SKIM: An Adaptive Multi-Resolution Procedural Knowledge Compression Framework

This article introduces SKIM, an adaptive multi-resolution soft token compression framework for LLM procedural skills, which can compress skill text to 30%-60% of its original length while maintaining task performance superior to existing compression methods. SKIM is specifically designed for procedural knowledge, addressing the context inflation problem of LLMs and improving reasoning efficiency. Original author: bebr2, source: arXiv, release date: 2026-06-10, open-source code available on GitHub: https://github.com/bebr2/SKIM.

Large language models (LLMs) are evolving into intelligent agents, requiring loading multiple skills which leads to context inflation, increasing pre-filling costs and inference latency. Existing compression methods target factual knowledge and fail to preserve structural information such as logical dependencies, tool protocols, and conditional branches of procedural knowledge, easily breaking key dependencies required for skill execution.

SKIM proposes three core requirements for effective skill compression: 1. Preserve logical dependencies: Ensure that the logical relationships of workflows and tool protocols are maintained after compression; 2. Support lightweight offline compression: Adapt to rapid iteration of community skills without expensive retraining; 3. Adapt to different complexities: Adjust compression rates adaptively based on skill complexity (steps, nesting, branches, etc.).

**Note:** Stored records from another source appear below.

PR #2517, opened 2019-06-17
TASK: Adds filter to trigger circle ci build

markusguenther:
The circle ci tests are running only on branch changes by default.
So when a new tag has been pushed the build chain will not run.
This is now enabled for tags that follow the scheme x.x.x

### DIFF
--- a/.circleci/config.yml
+++ b/.circleci/config.yml
@@ -125,7 +125,14 @@ workflows:
   version: 2
   build_and_test:
     jobs:
-      - checkout
+      - checkout:
+          filters:
+            tags:
+              only:
+                - /^\d\.\d\.\d/
+            branches:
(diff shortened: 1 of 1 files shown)


markusguenther:
With these PR we try to prevent issues like in the 3.6.0 release that we release a new version based on the wrong branch. The setup failed but we did not recognized it because the tags did not trigger circleci workflows.

markusguenther:
Bildschirmfoto 2019-06-18 um 07 49 27

It is hard to test here because you need to create a tag for that. So I have a small screenshot of my testing fork :)

The documentation related to that topic can be found here https://circleci.com/docs/2.0/workflows/#using-contexts-and-filtering-in-your-workflows

PR #2523, opened 2019-06-28
FEATURE: extract testing distribution

markusguenther:
**What I did**

I extracted the TestDistribution to a separate repository.
github.com:neos/neos-ui-testing-distribution

It is an uncomfortable to test e2e locally. With the separate distribution it is a bit easier 
to handle.


markusguenther:
One todo is definitely left ... need to find a way to cache the distribution.

markusguenther:
Ok Finally done, but we should squash all the experiments ;)

dimaip:
We addressed the problem with https://github.com/neos/neos-ui/pull/2564

PR #2524, opened 2019-07-01
FEATURE: Expose CK widget and highlight plugins

Sebobo:
This allows using them in custom packages without getting
errors and warning for duplicate plugins & modules.

The widget plugin allows creating inline widgets for
placeholders, icons etc…

The highlight plugins allows marking text with custom
classes and styles.

The class list is reformatted to see future diffs better
and get a faster overview of available classes.

These additional classes have to be imported like this:

`import {toWidget, Widget, HighlightEditing} from 'ckeditor5-exports';`


skurfuerst:
:+1:

PR #2529, opened 2019-07-11
BUGFIX: DataSource SelectBoxEditor must re-load data if options change

skurfuerst:
This is needed when using e.g. ClientEval, to dynamically evaluate DataSource options.


pmaas:
Hey @skurfuerst, thanks for the PR. Works as expected for me <3

PR #2531, opened 2019-07-15
FEATURE: Make Inline UI Buttons configurable by placing them in manifest

skurfuerst:
With this change, the Inline UI buttons are configurable; so that they can be extended properly.


hlubek:
Looks good to me! Would be nice to have this to extend the Node Toolbar with custom buttons.

PR #2534, opened 2019-07-19
FEATURE: make LinkInput options extendable

dimaip:
This PR makes LinkInput options extendable by putting them into a registry.

This is useful when you'd want to add some custom options there, e.g.:
image

Usage example: https://github.com/di-unternehmer/DIU.Neos.Linkeditor.Extension/blob/master/Resources/Private/LinkEditor/src/manifest.js#L24

PR #2537, opened 2019-07-31
BUGFIX: make LinkInputOptions work after refactoring

dimaip:
This commit broke the standard editor options of the link input: https://github.com/neos/neos-ui/pull/2534/commits/f8436887e147fdff7d9f5537e3bd529f379aa077
Here's the fix.

### DIFF
--- a/packages/neos-ui-editors/src/Library/LinkInputOptions.js
+++ b/packages/neos-ui-editors/src/Library/LinkInputOptions.js
@@ -8,7 +8,7 @@ import style from './LinkInput.css';
 const LinkInputOptions = ({
     i18nRegistry,
     onLinkChange,
-    options,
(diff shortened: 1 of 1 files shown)


akappler:
I tested it for inline Links with Neos.Demo on a text node type and on a document node type (Chapter) string property which is inline editable.

Following browser tested:
Firefox 68, Chrome 75, Safari 12.1, Edge 18 with default Neos.Demo Package

Also with Neos.Demo and a custom package https://github.com/di-unternehmer/DIU.Neos.Linkeditor.Extension to extend the Neos Link Editor with custom values. 
Tested with Firefox 68, Chrome 75 and Edge 18

dimaip:
Thanks for the extensive testing!

PR #2538, opened 2019-08-05
FEATURE: validate inline properties

dimaip:
Takes existing property validators configuration (`properties.propertyName.validation`) and applies it inline.
If property value is not valid, it will not be persisted until it becomes valid again.

TODO:
- [x] fix the tests
- [x] E2E tests
- [x] update the docs

valid

### DIFF
--- a/Tests/IntegrationTests/Fixtures/1Dimension/createNewNodes.e2e.js
+++ b/Tests/IntegrationTests/Fixtures/1Dimension/createNewNodes.e2e.js
@@ -1,13 +1,16 @@
-import {Selector} from 'testcafe';
+import {Selector, RequestLogger} from 'testcafe';
 import {ReactSelector} from 'testcafe-react-selectors';
 import {beforeEach, subSection, checkPropTypes} from './../../utils.js';
 import {Page} from './../../pageModel';
 
 /* global fixture:true */
 
+const changeRequestLogger = RequestLogger(request => request.url.endsWith('/neos/ui-services/change') && request.method === 'post' && request.isAjax);
+
 fixture`Create new nodes`
     .beforeEach(beforeEach)
-    .afterEach(() => checkPropTypes());
+    .afterEach(() => checkPropTypes())
+    .requestHooks(changeRequestLogger);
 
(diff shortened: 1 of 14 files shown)


dimaip:
I have written extensive e2e tests and also updated the docs https://github.com/neos/neos-development-collection/pull/2626

Please review!

lorenzulrich:
Great change :-)

bwaidelich:
Is there a specific reason why this only made it into 5.0.* 4.0.* and 2.9.* but not into any 3.* branch?

markusguenther:
@bwaidelich Hi, 

the 3.x branch is deprecated and the people should switch in the composer.json to 4.0.
Therefore this change has now been merged into this branch.

*We actually have:*
 * 2.9.x for Neos 3.3
 * 4.x for Neos 4.x
 * 5.x for Neos 5.x

bwaidelich:
@markusguenther Thanks for clarifying! Shouldn't we deprecate those versions on packagist.org, too?

markusguenther:
Hmm good point. Know that for whole packages, need to check how to do that for just a branch.

bwaidelich:
> need to check how to do that for just a branch.
I think we can just deprecate/remove the affected tags:

image

But I just stumbled upon a different issue:
When using string based validators, HTML tags are considered.
This wasn't an issue with the plaintext props in the inspector, but for inline editing this leads to unexpected effects:

image

Not sure how to deal with that..

markusguenther:
Ah that leads to the discussion in the #neos-ui channel I guess. Thats not that cool. Definite a bug and we should file an issue for that.

bwaidelich:
> Definite a bug and we should file an issue for that

OK. I think it can be fixed in the JS StringLengthValidator. I'll check and file a bug report / PR

kitsunet:
> OK. I think it can be fixed in the JS StringLengthValidator. I'll check and file a bug report / PR

Careful though, because in other places you might actually not want / need that, eg. StringLengthValidator on the page title or so.

dimaip:
Yup, just wanted to write that. Maybe add an option to it or smth?

PR #2543, opened 2019-08-14
FEATURE: Add EditPreviewDropdown to the Primary toolbar instead of the EditPreviewPanelToggler

mficzel:
With this change the editPreviewModes can be switched directly from the dropdown which saves lots of space and is way shorter than opening a panel. Since the change uses the spot of the exiting EditPreviewPanelToggler no additional place in the primary toolbar is used. Instead the now the title and edit/prebiew icon of the current mode are visible directly so editors actually habe a chance to spot in which mode they currently are.

An additional benefit is that the current editing mode become visible in screenshots of non-working backends which in the past often were caused by editors who accidentally switched into the preview mode.

This change allowed to remove the EditPreviewPanelToggler and EditPreviewPanel.


mficzel:
DevH-Hotels_com_-_Offizielle_Website_der_Hyperion__H4__H2___H__Hotels

dimaip:
I like the idea!

dimaip:
I agree, I wonder if all the things that this PR uses have been converted to TS already. We should definitely spend some effort to finish the TS integration!

mficzel:
@dimaip @markusguenther since the code this pr replaces is no ts either. That is why i wonder wether this is worth waiting. I am definetly not able to update this pr to ts.

dimaip:
I'd say unless you explicitly want to spend the time on this then no, it's definitely not a blocker

markusguenther:
Second that. Would not wait for the TS migration as I also have not the time right now :(

danielkestler:
@dimaip It might not be perfectly polished, but we could easily live with it right now and maybe get back to design refinement later on. So green light from my side.

PR #2547, opened 2019-08-30
BUGFIX: make Aloha config migration handle multiple nodetypes per file correctly

dimaip:
Thanks @baschny for reporting!


dimaip:
Don't do nodetypes :-)

Issue #107, opened 2016-04-04
Make default behavior of "Publish"/"Publish all" buttons configurable


grebaldi:
As described by @baschny in #guild-ux:

> There are some flaws in the publishing process that lead to frustration. One particular irritation is that not „everything“ is published, because the editors don’t perceive the difference between the „publish“ (big orange) and the „publish all“ (other pages also affected = small orange arrow). For my editors I would propose to switch the meaning: big button = „Publish all“ because in 90% the cases thats what you want to do. And hide the „Publish only this page“ inside the arrow dropdown menu. Doesn’t anyone of you have the same „problem“?

> for example just today: editor creates a „folder“ node and inside of the folder he creates his article.. he writes it up and hits „publish“.. but nothing is shown because its parent isn’t published.. I end up with buggy entries in ES, the list view shows the article but the link is incorrect (parentPath does not exist) etc..

@kitsunet's suggestion, how to proceed with this:

> the reasonable way is: configurable -> deprecate old behavior -> change behavior

This still needs discussion and probably won't be part of the current rewrite but could be considered for future development. Thus this issue is kept as a reminder.

danielkestler:
Fixed in my PR.

PR #2549, opened 2019-08-30
FEATURE: Make default behavior of "Publish"/"Publish all" buttons configurable

danielkestler:
Add a user preference ```publishingModeAll``` (true/false) to configure the publishing behavior, see: https://github.com/neos/neos-ui/issues/107

If set to true, the main publish dropdown button will publish all dirty nodes, if set to false, only the current document node.

Also fixes a bug (?): the auto-publishing settings have not been saved into user preferences until now, this is also fixed.

bildschirmfoto 2018-10-26 um 15 05 22

### DIFF
--- a/Configuration/Settings.yaml
+++ b/Configuration/Settings.yaml
@@ -184,7 +184,8 @@ Neos:
           preferences:
             interfaceLanguage: '${q(user).property(''preferences.interfaceLanguage'')}'
           settings:
-            isAutoPublishingEnabled: false
+            isAutoPublishingEnabled: '${q(user).property("preferences.preferences")["isAutoPublishingEnabled"]}'
+            isPublishingModeAll: '${q(user).property("preferences.preferences")["isPublishingModeAll"]}'
             targetWorkspace: 'live'
       changes:
         types:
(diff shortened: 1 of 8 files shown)


dimaip:
I'm still not sure such setting belongs to the UI, and not in Settings.yaml. If the main motivation is to make the publishing process simpler for novice editors, wouldn't presenting them with yet another setting would give them another opportunity to make a mistake?
Anyways, would love to chat with you about this feature, maybe I just miss something.

jonnitto:
I've talked with some of our editors and they would like to see this kind of feature in the UI. Perhaps it would make sense to make a role where I can enable or disable this certain setting for a user.

danielkestler:
Thanks for your feedback, @jonnitto and @dimaip ... I understand both points of view and maybe it would be best to gather some more feedback.

danielkestler:
I have added the "Publish all to" to the main publish dropdown button, if this mode is active. This is a new LL, so we have to make sure it exists in the Neos.Neos package.

davidspiola:
Hi Folks, is this a feature for the 5.1 release?

markusguenther:
@danielkestler It's been a while, do you want to continue the PR or shall we close it down and start again if necessary.

danielkestler:
I think we should close it and start again if this feature is still desired ;)

PR #3238, opened 2022-10-26
BUGFIX: Load neos backend path after restoring user impersonation

### LINKED ISSUE #3237: BUG: Switch back mode for impersonation is broken

- [X] I have looked for the existing issues

### Current Behavior

When I switch back to the user, I end up in an error.
The session has changed, but the redirect seems to run in Access Denied error.

When I manually go to `/neos` everything is fine, and I can use my old logged-in user.

### Expected Behavior

When I switch back, I don't get an error and can continue to work.

### Steps To Reproduce

1. Open User module in backend
2. Switch to another user
3. Open the Content Module
4. Switch back via User-Menu

### Environment

```markdown
- Flow:8.0
- Neos:8.0
```

### Anything else?

_No response_

markusguenther:
Instead of reloading the same page, which leads to an access denied error caused by the wrong workspace, we now load the /neos path like in the rest of the Neos backend.

Fixes: #3237

### DIFF
--- a/packages/neos-ui-sagas/src/UI/Impersonate/index.js
+++ b/packages/neos-ui-sagas/src/UI/Impersonate/index.js
@@ -38,7 +38,7 @@ export function * impersonateRestore({globalRegistry}) {
             } else {
                 yield put(actions.UI.FlashMessages.add('restoreUserImpersonateUser', errorMessage, 'error'));
             }
-            window.location.reload();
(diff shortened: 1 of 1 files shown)


grebaldi (approved):
LGTM :+1: 

I was also able to reproduce the issue locally and can verify that with your change switching back to the initial user works as expected now :)

PR #3239, opened 2022-10-26
BUGFIX: Adjust width of dropdown content

### LINKED ISSUE #3235: Long labels in the User-Setting Dropdown does not fit
### Description

Since the latest release (8.1.1) the User-Settings drop down cannot render long labels anymore and the layout is broken.
The reason seems to be this PR (https://github.com/neos/neos-ui/pull/3221)

In English and with not so long Names, everything is fine. With defaults in German, it already breaks.

Screenshot 2022-10-26 at 09 37 13

### Steps to Reproduce

1. Switch backend language to German
2. Open the user dropdown
3. `Benutzereinstellungen` is then too long

#### Expected behavior

Labels don't break the layout

#### Actual behavior

Long labels will be rendered in a new line

### Affected Versions

Neos: 8.1.0

UI:8.1.1

markusguenther:
The content of the user dropdown was limited in the width, and therefore it could happen that the space for the labels was not enough. Now the contents section can get bigger than the trigger button.

Fixes: #3235

Screenshot 2022-10-26 at 16 28 12

### DIFF
--- a/packages/neos-ui/src/Containers/PrimaryToolbar/UserDropDown/style.css
+++ b/packages/neos-ui/src/Containers/PrimaryToolbar/UserDropDown/style.css
@@ -6,7 +6,7 @@
 .dropDown {
     position: static;
     display: block;
-    overflow-x: auto
+    overflow-x: auto;
 }
 .dropDown__btn {
     position: relative;
--- a/packages/neos-ui/src/Containers/PrimaryToolbar/UserDropDown/style.css
+++ b/packages/neos-ui/src/Containers/PrimaryToolbar/UserDropDown/style.css
@@ -6,6 +6,7 @@
 .dropDown {
     position: static;
     display: block;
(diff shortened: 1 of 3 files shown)


packages/neos-ui/src/Containers/PrimaryToolbar/UserDropDown/style.css
```diff
@@ -29,6 +30,7 @@
 .dropDown__contents {
     position: absolute;
     min-width: 160px;
+    width: max-content;
```
grebaldi, line 33: :ok_hand:

grebaldi (approved):
I was able to reproduce the issue locally and can verify that your changes fix the problem :+1: 

Code LGTM :)

dlubitz:
@markusguenther This is also an issue in 7.3. Can we get this also in there?
image

PR #3240, opened 2022-10-27
TASK: Change the CircleCI image to PHP 7.4.32

markusguenther:
Updates the PHP container image to use PHP `7.4.32` with composer 2, as composer 1 is deprecated and the build pipeline did not succeed anymore.

**What I did**
Changed the PHP container image


markusguenther:
Screenshot 2022-10-27 at 08 45 05

PR #3243, opened 2022-11-03
BUGFIX: Perform commit of image crop only if crop adjustments have changed

### LINKED ISSUE #3242: BUG: Opening Image Cropper causes immediate change
https://user-images.githubusercontent.com/2522299/199695632-b74ce466-2988-463c-9fef-7d50994c2bb6.mp4

### Description

When opening the Image Cropper, the Inspector immediately recognizes a change (given a crop is already applied) even though the editor didn't do anything.

### Steps to Reproduce

1. Click on an image that has a crop applied
2. Open the Image Cropper via the Inspector
3. See the "Apply" and "Discard" buttons at the bottom of the Inspector light up

#### Expected behavior

Opening the Image Cropper without applying a new crop does not cause a change.

### Affected Versions

Neos: 7.3 and above

UI: 7.3 and above

grebaldi:
fixes: #3242 

**What I did**

The `handleMediaCrop` method of the Image editor now performs a check on the crop adjustments it receives. It will now only commit a change, if the received crop adjustments differ from the crop adjustments that are already present.

**How to verify it**

If you're able to reproduce the issue described in #3242, then check out this change and the issue should disappear. Otherwise, the Image Editor (and the Image Cropper in particular) should not behave any different than before.

### DIFF
--- a/packages/neos-ui-editors/src/Editors/Image/index.js
+++ b/packages/neos-ui-editors/src/Editors/Image/index.js
@@ -127,15 +127,25 @@ export default class ImageEditor extends Component {
 
         const imageWidth = $get('originalDimensions.width', image);
         const imageHeight = $get('originalDimensions.height', image);
-        const cropAdjustments = {
+        const currentCropAdjustments = $get(CROP_IMAGE_ADJUSTMENT, image);
+        const nextCropAdjustments = {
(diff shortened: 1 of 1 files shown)


markusguenther (approved):
Thanks for fixing that issue 💙

PR #3245, opened 2022-11-08
BUGFIX: Allow to copy node without edit privilege

### LINKED ISSUE #3244: User cannot copy nodes without editing permission
### Description

When a user has no edit permission on a node, removing, cutting or hiding a node using the toolbar (in the document or node tree) is not possible. But the copy button has the exact same logic, so nodes cannot be copied.

That would be very useful, though, e.g. to copy nodes from a shared "content hub" site to another site (which is working perfectly fine, if editing permissions are given.)

### Steps to Reproduce

1. Create a Neos setup with two sites, A and B.
2. Disallow editing in site A for a user.
3. With said user try to copy a document or content node from site A to paste it into site B.

#### Expected behavior

Copying works, as it's a *read* operation.

#### Actual behavior

The copy button in the tree toolbars is disabled.

### Affected Versions

UI: 2.x and up

### History of the problem

In https://github.com/neos/neos-ui/issues/2444 a bug was reported: When clicking the copy button of the content tree without having selected a node there, an exception was raised.

That was fixed with https://github.com/neos/neos-ui/pull/2498: Only enable the copy button, if the node can be edited. That fix "worked", as that is never true, unless a node is selected. But it tied copying to being allowed to edit, which was an unintended side effect.

kdambekalns:
This changes the logic for disabling the copy button to only consider read-only workspaces as blocking for a copy operation.

`canBeEdited` and `destructiveOperationsAreDisabled` have no relevance for copying, as that is a read operation.

Fixes #3244

### DIFF
--- a/packages/neos-ui/src/Containers/LeftSideBar/NodeTreeToolBar/index.js
+++ b/packages/neos-ui/src/Containers/LeftSideBar/NodeTreeToolBar/index.js
@@ -205,11 +205,7 @@ export default class NodeTreeToolBar extends PureComponent {
                             focusedNodeContextPath={focusedNodeContextPath}
                             onClick={this.handleCopyNodes}
                             isActive={isCopied}
-                            disabled={
-                                isWorkspaceReadOnly ||
-                                destructiveOperationsAreDisabled ||
-                                !canBeEdited
-                            }
+                            disabled={isWorkspaceReadOnly}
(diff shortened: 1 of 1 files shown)


kitsunet (approved):

grebaldi (approved):

markusguenther (approved):
Thanks @kdambekalns  :)

PR #3252, opened 2022-11-17
BUGFIX: Load content tree without waiting for guest frame

### LINKED ISSUE #3251: BUG: Content tree is not loaded when guest frame cannot be initialised
### Description

When the guest frame crashes due to a rendering bug or something else the content tree stay empty (except the document node)

### Steps to Reproduce

1. Create a rendering error by removing a brace or similar in Fusion

#### Expected behavior

The content tree should fully load as the metadata in the rendered document is not required anymore since #2927

#### Actual behavior

The content tree stays empty

### Affected Versions

Neos: all

UI: all

Sebobo:
**What I did**

The content tree loads even when the guest frame crashes.

**How I did it**

The information from the guest frame is not needed anymore since #2927 so the action required for the content tree to load is now immediately triggered when the document node context path is available instead of waiting for the guest frame to fully initialise.
This also make the UI more responsive as the content tree now loads at the same time as the document tree.

**How to verify it**

Open the Neos UI and the content tree should load before a page has been rendered. When breaking the rendering it should also still load.

Resolves: #3251

### DIFF
--- a/packages/neos-ui-guest-frame/src/initializeGuestFrame.js
+++ b/packages/neos-ui-guest-frame/src/initializeGuestFrame.js
@@ -69,14 +69,19 @@ export default ({globalRegistry, store}) => function * initializeGuestFrame() {
     // Remove the inline scripts after initialization
     Array.prototype.forEach.call(guestFrameWindow.document.querySelectorAll('script[data-neos-nodedata]'), element => element.parentElement.removeChild(element));
 
-    yield put(actions.CR.Nodes.setDocumentNode(documentInformation.metaData.documentNode, documentInformation.metaData.siteNode));
+    const state = store.getState();
+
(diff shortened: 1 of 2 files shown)


crydotsnake (approved):
Tested it, and works as expected.

Sebobo:
Have to check the failing e2e test

kdambekalns (approved):
Looks good by reading

Sebobo:
The failing test actually spotted an error I would have introduced. Yay for tests!
The content frame still needs to be able to override the current document node in some cases as the rendered node is defined via Fusion (and other stuff) and not necessarily what the UI expects. But in most cases this is not the case so I added a check to prevent setting the document node twice.

markusguenther (approved):
Thanks 🙇‍♂️

PR #3254, opened 2022-11-20
WIP: Feature esbuild jest tests

mhsdesign:
... i dont want to mess with the actual pr https://github.com/neos/neos-ui/pull/3200 and need some fresh space :P

dont be fooled by the green checkmark next to `ci/circleci: unittests` in #3200 - 0 unit tests are executed, and we need to fix that.

## A few notes:
- i needed to update jest to at least 24 (latest 29) so i could pass custom options to the transformer (this is broken with 23 :O)
  - if we use 29, there are a lot of console.errors about `requestAnimationFrame` not beeing existing - i guess jest removed some polyfills ... 
- i didnt check out the new .yarn cache, as its a lot of updates again
- neither https://www.npmjs.com/package/esbuild-jest (in use) nor https://www.npmjs.com/package/jest-esbuild seem to be really active projects ...
- if you feel like it do a `yarn jest --clearCache` ;)


packages/jest-preset-neos-ui/jest-preset.json
```diff
@@ -5,7 +5,7 @@
   "coveragePathIgnorePatterns": [
     "\\.((story|spec).(js|tsx?))$"
   ],
-  "transformIgnorePatterns": ["node_modules/(?!@neos-project)"],
+  "transformIgnorePatterns": ["node_modules\\/(?!@neos-project)"],
```
mhsdesign, line 8: transforming everything doesnt work either ...

mhsdesign:
Outdated notes:
<details>
## Status `esbuild-jest`:

some workspaces work already :D (those with not so complex tests ...)

### Problem `@neos-project/neos-ui`

but when i run `yarn workspace @neos-project/neos-ui run test` i get
`Test Suites: 1 failed, 39 passed, 40 total`

image

... and now it starts to be confusing ... `PropertyGroup/index.spec.js` doesnt contain IconProps, so i guess it all ends up bundled in one file.

Also the error `ReferenceError: Cannot access 'defaultProps' before initialization` doesnt match the below stacktrace and ascii art, so that wont help us.

I checked, and it is transformed correctly: [online demo](https://hyrious.me/esbuild-repl/?version=0.15.14&mode=transform&input=export+const+defaultProps%3A+DefaultProps+%3D+%7B%0A++++color%3A+%27default%27%2C%0A++++padded%3A+%27none%27%2C%0A++++size%3A+%27sm%27%0A%7D%3B%0A%0Aclass+Icon+extends+PureComponent%3CIconProps%3E+%7B%0A++++public+static+readonly+defaultProps+%3D+defaultProps%3B%0A%0A++++public+render%28%29%3A+JSX.Element+%7C%C2%A0null+%7B%0A++++++++const+%7Bicon%7D+%3D+this.props%3B%0A%0A++++++++if+%28icon+%26%26+icon.substr%280%2C+11%29+%3D%3D%3D+%27resource%3A%2F%2F%27%29+%7B%0A++++++++++++return+%3CResourceIcon+%7B...this.props+as+ResourceIconProps%7D+%2F%3E%3B%0A++++++++%7D+else+%7B%0A++++++++++++return+%3CFontAwesomeIcon+%7B...this.props%7D+%2F%3E%3B%0A++++++++%7D%0A++++%7D%0A%7D%0A&options=--loader%3Dtsx)

Question is why and which `defaultProps` now is accessed illegally - by looking at some code, it all seems fine (and its working in the browser)
So i did a quick find  and replace for `export const defaultProps` to `export var defaultProps` so i get further and can just skip this issue for know but then im stuck at:
image

so no real step further ...

## Status `jest-esbuild`:

im just trying `jest-esbuild` (which requires at least jest 27) instead of `esbuild-jest` 

mocks wouldnt be working with this transform (that might be okay?) https://github.com/hannoeru/jest-esbuild/issues/6

after patching `jest-esbuild` with a little feature (to compensate that we are writing tsx in js files) it works even better :D

current error is the same as upwards `ReferenceError: Cannot access 'defaultProps' before initialization`
</details>

mhsdesign:
Esbuild seems to rename variables sometimes and prefix them with `2` (as the esbuild bundled code runs in one js scope instead nested, so there cannot be any name clashing)

```
FAIL src/Dialog/dialog.spec.tsx
  ● <Dialog/> › Portal should render correctly.

    expect(received).toMatchSnapshot()

    Snapshot name: `<Dialog/> Portal should render correctly. 1`

    - Snapshot  - 4
    + Received  + 4

    @@ -1,9 +1,9 @@
    - <CloseOnEscape
    + <CloseOnEscape2
        onEscape={[Function]}
      >
    -   <Portal>
    +   <Portal2>
          <section
            autoFocus={true}
            className="dialogClassName wideClassName errorClassName"
            role="dialog"
            tabIndex={0}
    @@ -40,7 +40,7 @@
              type="error"
            >
              Foo children
            </clickOutside(DialogWithoutEscape)>
          </section>
    -   </Portal>
    - </CloseOnEscape>
    +   </Portal2>
    + </CloseOnEscape2>
```

This is related to why the magic react selector doesnt work ... :(

Sebobo:
What the hell?!?

markusguenther:
Thanks for all your effort 💙

mhsdesign:
So except 2 test everything is passing!!!
That means 220 tests are fine :D 

Well now and then we get a console.error about `Warning: Failed prop type: The prop "editor" is marked as required in "EditorEnvelope", but its value is "undefined".` but this doesnt seem to count as an error :P

those two things are failing:

```
FAIL src/index.spec.js
  ● should not be writable.

    expect(received).toThrow()

    Received function did not throw

      at Object.<anonymous> (src/<stdin>:82:16)
```

and 

```
FAIL src/createConsumerApi.spec.js (7.141 s)
  ● "createConsumerApi" should create a global, read-only object

    expect(received).toThrow()

    Received function did not throw

      at Object.<anonymous> (src/<stdin>:12:25)

  ● "createConsumerApi" should expose the passed api, with each key being read-only

    expect(received).toThrow()

    Received function did not throw

      at Object.<anonymous> (src/<stdin>:33:26)
```

mhsdesign:
idk why the unit tess dont run on ci since the yarn update ... see also the problem on 8.2 https://github.com/neos/neos-ui/pull/3256

mhsdesign:
CI works better, but now only checks the typescript interfaces package (the first package)

image

mhsdesign:
yess greeeeeeeeeeeeeeeeeeeeeeeeeeeeeeeeeeeeeeeeeeen ;)

this was the last bit: https://github.com/neos/neos-ui/pull/3254/commits/53805ba859452462ba4f562f08d3eb1d945a9f0c fixing https://github.com/neos/neos-ui/pull/3254#issuecomment-1322714718

PR #3260, opened 2022-11-23
TASK: Remove unused DTO

Sebobo:


markusguenther (approved):
Thanks for taking care and thanks to @kdambekalns for the hint.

SKIM is an adaptive multi-resolution soft token compression framework: 1. Soft token mechanism: Convert text into continuous vector representations with high information density, differentiable optimization, and preserved semantic structure; 2. Adaptive multi-resolution strategy: Select compression resolution through complexity evaluation and dynamically generate different numbers of soft tokens; 3. Offline process: Skill parsing → dependency graph construction → soft token generation → quality verification.

SKIM achieves a compression rate of 30%-60% (depending on skill complexity), with task performance superior to uncompressed original skills and existing methods. Advantages include: better preservation of procedural knowledge, higher compression efficiency, and lower computational overhead. Inference efficiency is significantly improved: reduced pre-filling time, lower memory usage, and improved end-to-end latency.

SKIM is suitable for: 1. Intelligent agent platforms (e.g., GPTs, Claude Artifacts): Reduce skill loading overhead and support simultaneous loading of multiple skills; 2. Enterprise knowledge bases: Efficiently integrate standard operating procedures, troubleshooting guides, etc.; 3. Community skill ecosystems: Lightweight offline compression adapts to rapidly iterating open-source skill libraries.

Current limitations: Domain adaptability (needs tuning for vertical fields like healthcare/legal), interpretability (soft tokens are less easy to debug than natural language), cross-model compatibility (bound to specific architectures). Future directions: Multi-modal skill compression, runtime dynamic adaptive compression rates, federated compression to protect privacy.

SKIM code has been open-sourced (GitHub link: https://github.com/bebr2/SKIM), providing a complete framework, pre-trained checkpoints, benchmark datasets, and documentation. SKIM is an important advancement in the field of procedural knowledge compression, providing key infrastructure support for large-scale LLM skill ecosystems.